[size=4]Chinese official eyed in bugging of plane[/size=4]
By Bill Gertz, THE WASHINGTON TIMES
Chinese President Jiang Zemin believes fellow Politburo member Li Peng is behind the planting of electronic listening devices aboard the president's new U.S. jetliner, according to a classified State Department intelligence report.
Mr. Jiang is said by U.S. intelligence officials to be convinced that Mr. Li ordered the aircraft bugging to listen in on the Chinese president's discussions of financial corruption related to Mr. Li's wife and children.
The assessment of China's discovery of 27 electronic eavesdropping devices inside a new Boeing 767 jetliner helps explain why Beijing has had a muted reaction to the incident, which Beijing initially blamed on U.S. intelligence, the officials said.
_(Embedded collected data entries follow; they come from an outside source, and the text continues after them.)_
PR #631, opened 2021-01-26
Fix relative quadratic bezier curve SVG commands

tronical:
Make sure to update the current position after the command so that
subsequent commands start at the right location.


tronical:
Thanks, that was quick :)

A Chinese Foreign Ministry spokesman said in Beijing last month, when the bugging was first disclosed, that he had no knowledge of the incident but that it would not have "any impact upon other issues."
"I said last time that if someone wants to bug China, it will be a stupid act by some individuals," the spokesman said.
Disclosure of the State Department report comes as President Bush prepares to embark tomorrow on a trip to China, Japan and South Korea.
White House National Security Advisor Condoleezza Rice told reporters yesterday that Mr. Bush will meet with Mr. Jiang and give a speech at a Chinese university. The president expects to discuss the war on terrorism, homeland-security issues and economic-security matters with the Chinese leader.
China's suppression of human rights and religious freedom also will be discussed, along with Beijing's records of shipping missiles and weapons of mass destruction to unstable regions.
Mr. Li heads the National People's Congress, China's nominal legislature and is considered one of the three most powerful leaders in China, after Mr. Jiang and Prime Minister Zhu Rongji.
All three are members of the ruling Communist Party Politburo standing committee, the real power in China, and are expected to step down in the next year after a party congress in October.
The bugging incident — as well as its disclosure — appears to be part of domestic politics and pre-congress political maneuvering among Chinese leaders, the U.S. officials said.
The State Department report said Mr. Jiang is "90 percent certain" Mr. Li was behind the bugging, even though initial reports suggested that U.S. intelligence agencies had planted the devices, either by circumventing Chinese security guards or co-opting them.
Officials said Mr. Jiang's suspicions are a sign the electronic devices found inside the aircraft were traced to China, probably its military intelligence services.
Senior Bush administration officials, including Secretary of State Colin L. Powell and Defense Secretary Donald H. Rumsfeld have been silent on the issue, declining to comment on what they regard as an intelligence matter.